I have a 2000 Lund MR Pike that has been driving me nuts. For a short time the livewells were blowing fuses and now that problem has stopped. However, a new one has arrived . I now can only get the front livewell to work if the back one is running. Anyone have any ideas?


----------



## ESOX (Nov 20, 2000)

I am not familiar with Mr.Pikes, but it sounds to me like you probably have some chafing in the wiring harness. Examine the harness, paying special attention to the motor leads, and where it passes through bulkheads and around gussets. When you were blowing fuses all the time, the hots were probably shorting to the hull somewhere. Now things have moved around a bit, and the short is going to be intermittent.
As far as having to run one pump to get the other one to run, look at the chair connectors on the back of the switch to rear livewell, did the line side of the front livewell switch somehow make it's way to the load side of the rear livewell?


----------



## 1sh0t (Oct 14, 2001)

when you say that you can only get the front one to work when the back one is running, can you explain. like when the back one is on the front one runs? just wondering.






 
Dan


----------



## DFR (Sep 8, 2000)

Thanks for the tips, ESOX- I have already checked out the harness from end to end.
That was done when the fuse problem was occurring. My thoughts are now that the system has a timer on it that cycles the wells. When both wells are used, this timer powers them both at the same time. My thinking is that the timer is somehow blocking power unless both wells are on.
I would appreciate your thoughts.


----------



## ESOX (Nov 20, 2000)

Did you always have to run both livewells at once? Did you ever notice the livewells cycling ? Does either livewell switch have a "recirculate" position? (More common on the front one).


----------



## DFR (Sep 8, 2000)

The Mr Pike model is the same hull as the Pro V without all the bellsw and whistles. The one thing it does have is the Lund Prolong livewells. the two wells are independant from each other both with separate fill and recirc capabilities. They worked fine at first. I could use either one independently. Now, the front well only has power if the back one is on. That is why I thought it might be a problem with the recirc timer as I believe the one timer works both wells.


----------



## ESOX (Nov 20, 2000)

Hmmm, I haven't got a clue. If the front livewell switch has power on the line side without the rear livewell operation, try bypassing the timer and see if the livewell operates normally.


----------



## DFR (Sep 8, 2000)

I started this out by saying that it's 
driving me nuts, now you know why!


----------



## catfishhoge (Mar 16, 2001)

DFR,

I have a Pro V Deluxe and can try to explain how my well's work. I have one three position switch on my console that fills and circulates fresh water in both well's, to control which well, you open or close the inlet nosel of the well. You have manual, which is a constant run, off and automatic which is three minutes on, ten minutes off. That is used when you are "On the water". 

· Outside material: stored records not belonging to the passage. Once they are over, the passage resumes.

PR #87, opened 2022-08-22
Ingest script

mvandenburgh:


django/src/rdwatch/management/commands/ingest.py
```diff
@@ -0,0 +1,272 @@
...
+
+        sensor_name = properties.get("sensor_name")
+
+        if not sensor_name:
+            assert label == Site.GROUND_TRUTH
+            saliency = None
+        else:
+            assert sensor_name
+
+            sensor_name = "L8" if sensor_name == "Landsat 8" else "S2"
```
mcovalt, line 148: This can be taken from `CropParse.sensor` with the file name from each GeoJSON Feature's `properties.source`.

django/src/rdwatch/management/commands/ingest.py
```diff
@@ -0,0 +1,272 @@
...
+
+            satellite_timestamp = properties.get(
+                "observation_date", properties.get("start_date")
```
mcovalt, line 151: This can be taken from `CropParse.timestamp` with the file name from each GeoJSON Feature's `properties.source`. It does include date and time information.

django/src/rdwatch/management/commands/ingest.py
```diff
@@ -0,0 +1,272 @@
...
+                site_geojson_file.parents[3]
+                / "_assets"
+                / "pred_saliency"
+                / f"{crop_string}_salient.tif"
+            )
+
+            # TODO: not sure why some crop strings don't have
+            # a corresponding saliency TIF; there's quite a few in
+            # the sample data that don't. If one is encountered,
+            # just skip it and move on to the next raster.
```
mcovalt, line 179: Awesome, thanks for spotting this. Either:
1. Our view of the data model is incorrect (each `Site` must be derived from a `Saliency`)
2. We're missing data

I'm banking on number 2, but I'll consult the WATCH team to make sure. For now, logging this is and continuing on the error like you've done is perfect.

django/src/rdwatch/models/site.py
```diff
@@ -15,6 +19,8 @@ class Site(models.Model):
     )
     saliency = models.ForeignKey(
         to="Saliency",
+        null=True,
+        blank=True,
```
mcovalt, line 23: Is this related to the [note here](https://github.com/ResonantGeoData/RD-WATCH/blob/98b94a11303be53937a417e14e3e780fc2f79789/django/src/rdwatch/management/commands/ingest.py#L176-L179)? Until we know for sure what's going on there, we should assume we're missing data rather than loosening our constraints. Right now, I can't mentally reconcile how a `Site` not derived from a `Saliency` can exist and our data model should reflect that.

django/src/rdwatch/management/commands/ingest.py
```diff
@@ -0,0 +1,258 @@
...
+        # directory of the source TIF given in the geojson.
+        crop_string = Path(properties["source"]).parent.name
+
+        # Parse the crop string, extracting the metadata encoded in it
+        crop_parse = CropParse.from_string(crop_string)
+
+        sensor_name = crop_parse.sensor
+
+        assert sensor_name
+        sensor_name = "L8" if sensor_name == "Landsat 8" else "S2"
```
mcovalt, line 143: I think `crop_parse.sensor` will already be `"L8"` or `"S2"`, not `"Landsat 8"` or `"Sentinel 2"`.

mvandenburgh:
@mcovalt I removed the dependency on `django-click` for this script and just used the native Django mechanism for creating `manage.py` scripts. The syntax isn't as clean, but mypy was reporting errors with `django-click` and I figured it's not worth spending time debugging it if it's going to be somewhat temporary anyways. I also fixed the remaining linting errors, so this should be good to go unless you have further comments.

mcovalt (approved):
Looks good! I've put a _bunch_ of work on a branch from this, so let's go ahead and get this merged in. After playing with this ingest and the data, I've changed the data model quite a bit and thus the ingestion.

PR #95, opened 2022-09-15
Drop `SatelliteImage` model

### LINKED ISSUE #94: Drop `SatelliteImage` model
The [`SatelliteImage` model](https://github.com/ResonantGeoData/RD-WATCH/blob/314088103c819aecefbe41f02c556c21d852dc7f/django/src/rdwatch/models/satellite_image.py) is populated during ingest to create a catalog of information required to read a remote image. This information is captured by scraping various STAC API servers at ingest time. This issue seeks to fully rely on these STAC API servers rather than duplicating their information.

## Currently

[During ingest](https://github.com/ResonantGeoData/RD-WATCH/blob/314088103c819aecefbe41f02c556c21d852dc7f/django/src/rdwatch/management/commands/ingest.py#L278-L308), STAC API servers are scraped to fetch relevant satellite images. The two modules [`rdwatch.utils.stac_search`](https://github.com/ResonantGeoData/RD-WATCH/blob/314088103c819aecefbe41f02c556c21d852dc7f/django/src/rdwatch/utils/stac_search.py) and [`rdwatch.utils.satellite_bands`](https://github.com/ResonantGeoData/RD-WATCH/blob/314088103c819aecefbe41f02c556c21d852dc7f/django/src/rdwatch/utils/satellite_bands.py) hold the logic to make these STAC API queries.

To read a satellite image tile, a request is made to [`/api/satellite-image/tile/<int:z>/<int:x>/<int:y>.webp`](https://github.com/ResonantGeoData/RD-WATCH/blob/314088103c819aecefbe41f02c556c21d852dc7f/django/src/rdwatch/urls.py#L29-L32) with the follow URL query parameters:
- **constellation**: One of `L8` or `S2` indicating whether we're pulling images from Landsat 8 or Sentinel 2
- **level**: One of `1C` or `2A` to indicate the processing level of the source imagery
- **spectrum**: Indicating the [common name of the band](https://github.com/stac-extensions/eo#common-band-names) the tile should provide
- **timestamp**: a time *around* when the satellite image was captured. This will not be precise, but it is expected the source imagery was captured within about an hour window around the provided timestamp.

The [view](https://github.com/ResonantGeoData/RD-WATCH/blob/314088103c819aecefbe41f02c556c21d852dc7f/django/src/rdwatch/views/tile.py#L98-L136) then redirects to [`/api/satellite-image/<int:pk>/tile/<int:z>/<int:x>/<int:y>.webp`](https://github.com/ResonantGeoData/RD-WATCH/blob/314088103c819aecefbe41f02c556c21d852dc7f/django/src/rdwatch/urls.py#L33-L37). This is done so the approximate timestamp will not invalidate cached requests to the same tile.

## Expected behavior

The `SatelliteImage` model is dropped and STAC API scraping during ingest is removed.

The API interface to `/api/satellite-image/tile/<int:z>/<int:x>/<int:y>.webp` stays the same.

In the associated view, the relevant STAC API will be queried with the two modules `rdwatch.utils.stac_search` and `rdwatch.utils.satellite_bands` at request time. The view then redirects to some internal URL that uniquely identifies the source imagery, perhaps even to the same path with a precise timestamp.

mvandenburgh:
Closes #94


django/src/rdwatch/views/tile.py
```diff
@@ -111,45 +114,38 @@ def satelliteimage_raster_redirect(
...
+    timestamp = datetime.fromisoformat(str(request.GET["timestamp"]))
+
+    # Calculate the bounding box from the given x, y, z parameters
+    bounds = mercantile.bounds(x, y, z)
+    bbox = (bounds.west, bounds.south, bounds.east, bounds.north)
+
+    bands = get_bands(constellation, timestamp, bbox)
+
+    try:
+        band: Band = next(bands)
```
mcovalt, line 128: Rather than grabbing the first band available, we should get the band filtered by:

- the requested processing level: `level`
- the requested spectrum (common band name): `spectrum`

From that filtered list, we should then sort it by:
- the closest timestamp to the requested timestamp. Since we allow a time "buffer" in our STAC search, it's possible (but unlikely) there will be multiple images returned within that buffer.
- preferring URIs with the ".tif" extension. For Sentinel 2, there's the possibility of getting a JP2000 or a Cloud Optimized GeoTIFF encoding for the exact same image. Cloud Optimized GeoTIFF is both cheaper and faster to generate tiles for.

mcovalt (changes requested):
This is excellent work and I'm excited to start trying it out! I added a comment to make a change we'll need before we can merge this in.

mcovalt (approved):
Awesome, works perfectly.

PR #102, opened 2022-10-13
Support `visual` spectrum in satellite raster image endpoint

mvandenburgh:


mcovalt:
Lets punt on this for a little while until after a refactor of [`phase-ii` as it stands now](https://github.com/ResonantGeoData/RD-WATCH/tree/f80c361efae9a845f73d141ed73d63b2fd5de506). I found while doing the WorldView imagery that trying to create a generic interface like it is now for all of Sentinel 2, WorldView, and Landsat 8 is [the wrong abstraction](https://sandimetz.com/blog/2016/1/20/the-wrong-abstraction). There's just too much variability in the data. This PR further supports that by showing the Landsat 8 RGB processing is unique as well.

PR #109, opened 2022-11-02
Paginate Site Evaluations endpoint

### LINKED ISSUE #89: Paginate evaluations
Currently all evaluations are pulled into the sidebar. We'll need to paginate this. It would be cool to [virtualize the large list](https://vuejs.org/guide/best-practices/performance.html#virtualize-large-lists) and have that work in tandem with the pagination. The evaluation buttons are all the same size, so getting a count of all evaluations to buffer the scroll area should be doable.

mvandenburgh:
Closes #89 

Unfortunately, DRF's default pagination mechanism doesn't completely work here. DRF's `paginate_queryset` method returns a `list` instead of a `QuerySet`, and thus is intended to be called after all other queries have been made. Unfortunately, the end result of the queries made in the site evaluations endpoint is not a `QuerySet` but a `dict`, due to the use of `.aggregate()`. So, there doesn't appear to be a way to use DRF's native pagination methods here; instead, I've dropped down a level to Django's native `Paginator`, which the DRF one uses under the hood. 

I went ahead and configured pagination for DRF anyway in `settings.py`, and also refer to the `PAGE_SIZE` setting in the manual pagination code I wrote so it will be consistent with any DRF-paginated endpoints we have in the future.

### DIFF
--- a/django/src/rdwatch/views/site_evaluation.py
+++ b/django/src/rdwatch/views/site_evaluation.py
@@ -44,13 +44,8 @@ def site_evaluations(request: HttpRequest):
         queryset=SiteEvaluation.objects.order_by("-timestamp"),
     ).qs
 
-    # Pagination
-    assert api_settings.PAGE_SIZE, "PAGE_SIZE must be set."
-    paginator = Paginator(queryset, api_settings.PAGE_SIZE)
-    page = paginator.page(request.GET.get("page", 1))
-    queryset = page.object_list  # get the paginated queryset
-
-    queryset = queryset.annotate(
+    # Overview
+    overview = queryset.annotate(
         timemin=Min("observations__timestamp"),
         timemax=Max("observations__timestamp"),
     ).aggregate(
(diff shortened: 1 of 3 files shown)


django/src/rdwatch/views/site_evaluation.py
```diff
@@ -37,47 +39,72 @@ def get_responses(self, *args, **kwargs):
...
-                        min=ExtractEpoch("timemin"),
-                        max=ExtractEpoch("timemax"),
+    queryset = SiteEvaluationsFilter(
+        request.GET,
+        queryset=SiteEvaluation.objects.order_by("-timestamp"),
+    ).qs
+
+    # Pagination
+    assert api_settings.PAGE_SIZE, "PAGE_SIZE must be set."
+    paginator = Paginator(queryset, api_settings.PAGE_SIZE)
```
mvandenburgh, line 49: We could also accept a `page_size` query param here, and just treat `api_setting.PAGE_SIZE` as a maximum page size/default if the parameter is invalid. @mcovalt should I add that?

mcovalt: Good idea. Maybe in the future, but no need to include it here.

mcovalt (approved):
This looks good to me! @mvandenburgh be sure to review my changes in 0875f7d6495642b91fc9db962d74a032d2e2e61a. Also note the subsequent suppression of MyPy warning in ead97b51e2a4ea3a9195d9efe65839e08ce6d39c.

The commit 0875f7d6495642b91fc9db962d74a032d2e2e61a changes the behavior slightly so that `count`, `timerange`, and `bbox` cover the whole object list, rather than the paginated subset. Unfortunately, my change brings us to two queries that I hope we can reduce to just one in the future with a [Subquery](https://docs.djangoproject.com/en/4.1/ref/models/expressions/#subquery-expressions).

mvandenburgh:
Changes look good to me, thanks!

PR #122, opened 2022-11-30
Set up framework for UI filters, add Performer filter

mvandenburgh:


vue/tailwind.config.cjs
```diff
@@ -6,5 +6,8 @@ module.exports = {
       mono: ["Iosevka", "monospace"],
     },
   },
-  plugins: [],
+  plugins: [require("daisyui")],
+  daisyui: {
+    themes: ['lofi'],
```
mvandenburgh, line 11: I didn't put too much thought into this theme, but it seemed to match the existing theme of the app the best.

vue/src/mapstyle/rdwatchtiles.ts
```diff
@@ -10,16 +10,26 @@ import type {
...
+      "any",
+      [">", ["get", "timemax"], timestamp],
+      ["==", ["get", "timemin"], ["get", "timemax"]],
+    ],
+  ];
+
+  // Add any filters set in the UI
+  Object.entries(filters).forEach(([key, value]) => {
+    filter.push(["==", ["get", key], value]);
+  });
```
mvandenburgh, line 29: This is the core of the filtering framework i attempted to set up. it dynamically generates maplibre filters based on the `filters` object in the store. Currently, this only allows filtering by equality, which will need to be refactored when we get to filtering by ranges, etc.

PR #123, opened 2022-12-05
Allow setting page size

mcovalt:
A limit of "0" results in essentially no limit. Rather than handling this as a completely separate case, I just default to a really big integer when providing a limit of "0". This results in a really small diff, but may be confusing later on. @mvandenburgh, let me know if you have a better way of doing this.

### DIFF
--- a/django/src/rdwatch/views/site_evaluation.py
+++ b/django/src/rdwatch/views/site_evaluation.py
@@ -1,3 +1,5 @@
+import sys
+
 import django_filters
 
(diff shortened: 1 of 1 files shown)


mcovalt:
I'll merge, but definitely feel free to refactor later.

mvandenburgh:
I think ideally, we'd want to validate that `page_size` is a positive integer inside the DRF Serializer for the query params. But since we're not really using DRF at this time, I agree this is clean enough for now.

PR #141, opened 2023-01-31
Environment Variable Tile Server

BryonLewis:
Switches the front-end to using an environment variable for the tile server instead of the hardcoded URLS.

Note this will need to be set during the build process so that the production build has the proper variable.
I made it default to the new URL if it can't find the env anyways.
ALSO:
```
VITE_TILE_SERVER_URL="https://basemap.kitware.watch"
```
Will need to be added to the .env file.

### DIFF
--- a/docker-compose.yaml
+++ b/docker-compose.yaml
@@ -6,8 +6,6 @@ services:
   # RD-WATCH
   rdwatch:
     image: ghcr.io/resonantgeodata/rd-watch/rdwatch:latest
-    build: 
-      context: '.'
     depends_on:
       - postgresql
       - redis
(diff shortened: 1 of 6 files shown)


docker-compose.yaml
```diff
@@ -6,6 +6,8 @@ services:
   # RD-WATCH
   rdwatch:
     image: ghcr.io/resonantgeodata/rd-watch/rdwatch:latest
+    build:
```
mvandenburgh, line 9: What is the purpose of this change? It looks like it will change the semantics of the `image` property here (https://stackoverflow.com/a/34316224)

mvandenburgh (approved):

docker-compose.yaml
BryonLewis: thanks, that was left over from when I was doing local builds.  I'll remove it.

Now there are two more switches located under my throttle/gear selector that control aerater's. One for each well. They have seperate nosel's from the fresh water circulaters and are on or off for each well. These are used for off water situation's such as tournies or going home with a boat load of fish.

So in conclusion, my aerater's are a seperate system from my fresh water fill and circulater's and each well has two nosel's.

I hope this helps you to understand your system!


----------